Motors

Physics Review

Flux and Lorentz

Electric motors turn electrical power into torque via Lorentz forces. Core relationships:

\[V_{\text{applied}} = k_e \omega + I R_w\]

\[T = k_t I\]

\[P_{\text{mech}} = T \omega\]

\[P_{\text{elec}} = V I\]

Variables:

V_applied supply voltage (V); k_e back-EMF constant (V·s/rad); ω speed (rad/s)
I current (A); R_w winding resistance (Ω)
T torque (N·m); k_t torque constant (N·m/A)
P_mech shaft power, P_elec electrical power (W)

Linear Motor Model Derivation

Inuitively, if we increase the voltage to a motor, it will spin faster; rather, the speed is proportional:

\[V = \alpha \omega\]

Similarly, if we grab the axle and increase the torque, we see the current rise; again this relationship is largely linear:

\[I = \frac{1}{\alpha} \tau\]

We can recall that electrical power (in Watts) is just voltage x current, then we can follow that:

\[P_{\text{elec}} = V I = (\alpha \omega)(\frac{1}{\alpha} \tau) = \omega \tau = P_{\text{mech}}\]

\[P_{\text{mech}} \approx P_{\text{elec}}\]

We can see that in order for power to be conserved, the linear relationship between the voltage and speed must match the linear relationship between torque and current. This value is the K_v of the motor.

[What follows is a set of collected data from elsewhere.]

PR #727, opened 2017-02-17
Implement GL_EXT_shader_image_load_formatted

jekstrand:


glslang/MachineIndependent/Versions.cpp
```diff
@@ -275,6 +276,7 @@ void TParseVersions::getPreamble(std::string& preamble)
             "#define GL_OES_texture_buffer 1\n"
             "#define GL_OES_texture_cube_map_array 1\n"
             "#define GL_EXT_shader_non_constant_global_initializers 1\n"
+            "#define GL_EXT_shader_image_load_formatted 1\n"
```
johnkslang: Is this really written against ES too, or just desktop?

glslang/MachineIndependent/ParseHelper.cpp
```diff
@@ -4499,7 +4499,8 @@ void TParseContext::layoutTypeCheck(const TSourceLoc& loc, const TType& type)
                 }
             }
         }
-    } else if (type.isImage() && ! qualifier.writeonly)
+    } else if (type.isImage() && ! qualifier.writeonly &&
+               !extensionTurnedOn(E_GL_EXT_shader_image_load_formatted))
```
johnkslang: You can get more informative error messages using the common pattern (see other parts of this file):

```
requireProfile(...)
profileRequires(...)
```

Typically, the `extensionTurnedOn` is for taking a different control path (other than error messaging).

This also gives a chance to, say, support it for desktop and not ES, if that's the situation.

johnkslang:
Nice. It looks like the Travis CI error is not caused by your change. I noted a couple places this extension can be refined, especially if it is profile specific, (or the extension gets pulled into core of some profiles in the future).

glslang/MachineIndependent/Versions.cpp
jekstrand: At the moment, just desktop.  However, it would be fairly trivial if someone wanted to update the spec to make it also apply against ES.  Would you like me to disable it on ES for now?  I don't really like glslang having more desktop-only features.

jekstrand:
I've pushed a new version which uses `requiresProfile` and `profileRequires` and doesn't expose it in ES.

johnkslang:
This should probably have changed existing test results, to say the extension is required instead of just giving an error.  Hopefully that's also the reason the bots are failing.

glslang/MachineIndependent/ParseHelper.cpp
```diff
@@ -4499,8 +4499,11 @@ void TParseContext::layoutTypeCheck(const TSourceLoc& loc, const TType& type)
                 }
             }
         }
-    } else if (type.isImage() && ! qualifier.writeonly)
-        error(loc, "image variables not declared 'writeonly' must have a format layout qualifier", "", "");
+    } else if (type.isImage() && ! qualifier.writeonly) {
+        const char *explanation = "image variables not declared 'writeonly' must have a format layout qualifier";
```
johnkslang: This should describe the feature now:  "image variables declared 'writeonly' without a format layout qualifier"

The improved error message should also show up in existing negative tests for this feature, changing at least one other test file result.

jekstrand: Yup, I've updated the tests now.  It took me a little while to remember how to do it.

PR #730, opened 2017-02-20
Fix #726: Implement GL_EXT_texture_array

### LINKED ISSUE #726: GLSL: Add support for GL_EXT_texture_array
My GLSL 1.20 shaders make use of GL_EXT_texture_array (and require the extension), but glslang doesn't support/export that extension so validation of those shaders fails.

It would be useful to me if glslang supported that extension, for pre-1.30 GLSL shaders.

slime73:
Implementing this has been my only real exposure to this area of the codebase, so please let me know if it can be improved. :)


Test/120.frag
```diff
@@ -243,4 +243,40 @@ void voidTernary()
 	b ? foo121111() : foo12111();
 	b ? foo121111() : 4;  // ERROR
 	b ? 3 : foo12111();   // ERROR
-}
\ No newline at end of file
+}
+
```
johnkslang: Can you add a few calls to the extension built-in functions before the `#extension` so that we see error messages that these are not excepted unless the extension is enabled?

johnkslang:
It looks pretty good to me.  The main thing I'd like to see is some negative testing. That is, that calling these added functions does not work unless using the extension.

Test/120.frag
slime73: Hi. Apologies for the extended delay.

If I'm understanding things correctly, doing negative testing in the same file as the positive tests won't be a good idea because `sampler2DArray` and friends are not reserved keywords in GLSL 1.20, so glslang causes a shader syntax error when parsing them without the extension. The syntax error is correctly written to the test output file, but the positive tests below the syntax error will fail to execute.

Should the negative test be put into a separate (perhaps new) test shader file?

glslang/MachineIndependent/Scan.cpp
```diff
@@ -1117,6 +1114,37 @@ int TScanContext::tokenizeIdentifier()
...
+            return identifierOrType();
+        }
+        return keyword;
+
+    case SAMPLER2DARRAY:
+    case SAMPLER2DARRAYSHADOW:
+        afterType = true;
+        if (parseContext.symbolTable.atBuiltInLevel())
+            return keyword;
+        else if (parseContext.version < 130 && (parseContext.profile == EEsProfile || !parseContext.extensionTurnedOn(E_GL_EXT_texture_array))) {
```
johnkslang: This used to call nonreservedKeyword(), with a couple important points:

- comparisons to version were not made without first saying whether is was for ES or non-ES
- an ES 300 was involved, but got dropped

Is it just picking up that ES 100 happens to be less than desktop 130?  It takes quite a bit of time to verify this logic.

Is it possible instead to write these by first checking if the extension allows it, and if not, keeping existing calls to `nonreservedKeyword()` and `es30ReservedFromGLSL()`?

glslang/MachineIndependent/Scan.cpp
```diff
@@ -1130,15 +1158,6 @@ int TScanContext::tokenizeIdentifier()
         }
         return keyword;
 
-    case SAMPLER1DARRAY:
-        afterType = true;
-        if (parseContext.profile == EEsProfile && parseContext.version == 300)
```
johnkslang: It looks like this should have been a >=300 in the code anyway, which you fixed, so that is good to preserve.

arcady-lunarg:
Closing this PR as there hasn't been any activity in over 5 years.

PR #734, opened 2017-02-22
Add reflection queries for thread local size.  Add ssbo auto-binding.

steve-lunarg:
New command line option --shift-ssbo-binding.  Mirrors --shift-ubo-binding, etc.

New reflection query getLocalSize(int dim) queries CS thread local size.


danginsburg:
Tested with my compute shader test.  Looks good.

PR #736, opened 2017-02-24
HLSL: add structuredbuffer pass by reference in fn params

steve-lunarg:
This PR adds the ability to pass structuredbuffer types by reference as function parameters.

It also changes the representation of structuredbuffers from anonymous blocks with named members, to named blocks with pseudonymous members. That should not be an externally visible change.

Local copies of struct buffer references are not currently handled, as in:
   StructuredBuffer&lt;uint4&gt; sbuf_copy = sbuf;


steve-lunarg:
Repushed, still WIP, with proper type sharing between globally scoped variables and fn param types to make the validator happy.

PR #737, opened 2017-02-25
HLSL - Add half to float aliasing for literals when actual half16 support is disabled

gwihlidal:
Add half to float aliasing for literals when actual half16 support is disabled. It would be nice to also add type name aliasing from half to float in this case, but it's easy enough to add "#define half float" as a shader preamble, and this change then allows 'h' and 'H' literals to compile.

Previously the errors would be thrown:
```
D:\ExampleData\Source\Systems\Shader\Common.hlsl:861: error: ')' : Expected
D:\ExampleData\Source\Systems\Shader\Common.hlsl:861: error: 'function call arguments' : Expected
D:\ExampleData\Source\Systems\Shader\Common.hlsl:861: error: ';' : Expected
D:\ExampleData\Source\Systems\Shader\Common.hlsl:861: error: 'h' : unknown variable
D:\ExampleData\Source\Systems\Shader\Common.hlsl:861: error: ';' : Expected
```

This case now compiles:
```
#define half float

half fbSelect(bool cnd, half src0, half src1)
{
	return cnd ? src0 : src1;
}

half overlayBlend(half value1, half value2)
{
	return fbSelect(value1 < 0.5h, 2.0h*value1*value2, 1.0h - 2.0h*(1.0h-value1)*(1.0h-value2));
}
```

Thanks!
Graham


johnkslang:
I don't think we can do that, wouldn't incorrectly change semantics of GLSL validation? Maybe it needs to be tied to 

```
parseContext.intermediate.getSource() == EShSourceHlsl
```

Would also want to check the other places looking for `F` and see why the also shouldn't (or should) be checking for `H`.

johnkslang:
FYI, I'm doing a full implementation/test of this now.

PR #744, opened 2017-03-01
Sanitize ShaderLang.h

realitix:
`ShaderLang.h` contains declaration for `ShLink` function which is never
defined.

See this grep output:

```
$ grep -Hrn 'ShLink'
glslang/Public/ShaderLang.h:206:SH_IMPORT_EXPORT int ShLink(
glslang/Public/ShaderLang.h:214:SH_IMPORT_EXPORT int ShLinkExt(
glslang/MachineIndependent/ShaderLang.cpp:1268:int ShLinkExt(
```

### DIFF
--- a/glslang/Public/ShaderLang.h
+++ b/glslang/Public/ShaderLang.h
@@ -203,14 +203,6 @@ SH_IMPORT_EXPORT int ShCompile(
     EShMessages messages = EShMsgDefault // warnings and errors
     );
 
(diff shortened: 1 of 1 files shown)


johnkslang:
Yes all the linker stuff should be dead at this point. It is historical (from use of this compiler to drive back-end compilation as well). It's conceivable someone still uses it, but I'd actually like to remove all the ShLink stuff.  Will start with this.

You can find it in units of rpm/V, but it could just as easily be measured in N*m/A.

Motor Types

Motor	Figure	Typical use / notes
Brushed DC		Two-wire input High starting torque Cheap and simple drive electronics Brushes wear causing electrical noise + slow degredation Easy to drive/control
Brushless DC (BLDC)		Higher efficiency and power density than brushed DC Requires an ESC (electronic speed controller) Generally more customizable for weight-constrained systems Add Hall sensors or encoders for precise low-speed control Used in most production-grade high-performance systems
Stepper		Moves in discrete steps Built-in step count serves as odometer Can skip steps and throw off odometer count Add feedback if loads are uncertain NEMA Steppers used in most 3D printers Microstepping provides half-notch at the cost of reducing holding torque

Encoders

Encoders can be classified as either linear or rotary, and as either incremental or absolute

Linear Encoders - measure lateral distance traveled along a slider
Rotary Encoders - measure an anglular position about an axis
Incremental - measure distance traveled along a path back and forth
Absolute - measure with respect to a global origin without drift

Incremental

Absolute

Linear

Capacitive strip encoder (digital calipers, DROs)

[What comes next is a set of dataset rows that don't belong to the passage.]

PR #745, opened 2017-03-01
Add comments in ShaderLang.h

realitix:
`ShCompile` function is not so easy to use and need more explanations.

### DIFF
--- a/glslang/Public/ShaderLang.h
+++ b/glslang/Public/ShaderLang.h
@@ -190,13 +190,16 @@ SH_IMPORT_EXPORT void ShDestruct(ShHandle);
 // The info-log should be written by ShCompile into
 // ShHandle, so it can answer future queries.
 //
+// You can put all your shader content inside shaderStrings[0] and
+// set numStrings to 1 or you can split it into several strings.
+//
 SH_IMPORT_EXPORT int ShCompile(
-    const ShHandle,
-    const char* const shaderStrings[],
-    const int numStrings,
-    const int* lengths,
-    const EShOptimizationLevel,
-    const TBuiltInResource *resources,
+    const ShHandle,                      // compiler object
+    const char* const shaderStrings[],   // shader splitted in numStrings part
+    const int numStrings,                // length of shaderStrings
+    const int* lengths,                  // list of lengths (corresponding to each shaderStrings), can be NULL to use \0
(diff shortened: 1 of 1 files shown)


johnkslang:
This path is deprecated. Is this a legacy use?  Hopefully, any new use would be through TShader.parse(), and hopefully that interface makes more sense.  See comments in the middle of ShaderLang.h.

glslang/Public/ShaderLang.h
```diff
@@ -190,13 +190,16 @@ SH_IMPORT_EXPORT void ShDestruct(ShHandle);
...
+//
 SH_IMPORT_EXPORT int ShCompile(
-    const ShHandle,
-    const char* const shaderStrings[],
-    const int numStrings,
-    const int* lengths,
-    const EShOptimizationLevel,
-    const TBuiltInResource *resources,
+    const ShHandle,                      // compiler object
+    const char* const shaderStrings[],   // shader splitted in numStrings part
```
johnkslang: -> shader split into 'numString's parts

glslang/Public/ShaderLang.h
```diff
@@ -190,13 +190,16 @@ SH_IMPORT_EXPORT void ShDestruct(ShHandle);
...
+    const int numStrings,                // length of shaderStrings
```
johnkslang: -> number of shader strings

(The variable name was more accurate.)

glslang/Public/ShaderLang.h
```diff
@@ -190,13 +190,16 @@ SH_IMPORT_EXPORT void ShDestruct(ShHandle);
...
+    const int* lengths,                  // list of lengths (corresponding to each shaderStrings), can be NULL to use \0
```
johnkslang: NULL means a normal 0-terminated C string was passed in

realitix:
@johnkslang I am doing a Python wrapper with Cffi so I need C wrapper. But after 2 days, I have realized that this C API is not usable. The C header can't compile, I don't manage to compile a single glsl shader to Spir-V... So I now use libshaderc which provide good C headers.
Maybe this C header must be removed and the documentation updated to redirect to shaderc for C header.
What do you think about that?

johnkslang:
@realitix I created issue #751 for this, thanks.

Optical / magnetic scale (CNC, elevators)

Rotary

Optical quadrature (motors, velocity FB)

Potentiometer Optical absolute encoder

Servos

Servos solve a special problem between cheap, high torque, position-accurate motors. They serve as a single unit combining a DC brushed motor, absolute encoder, and (typically planetary) high torque gearbox to provide built-in position control.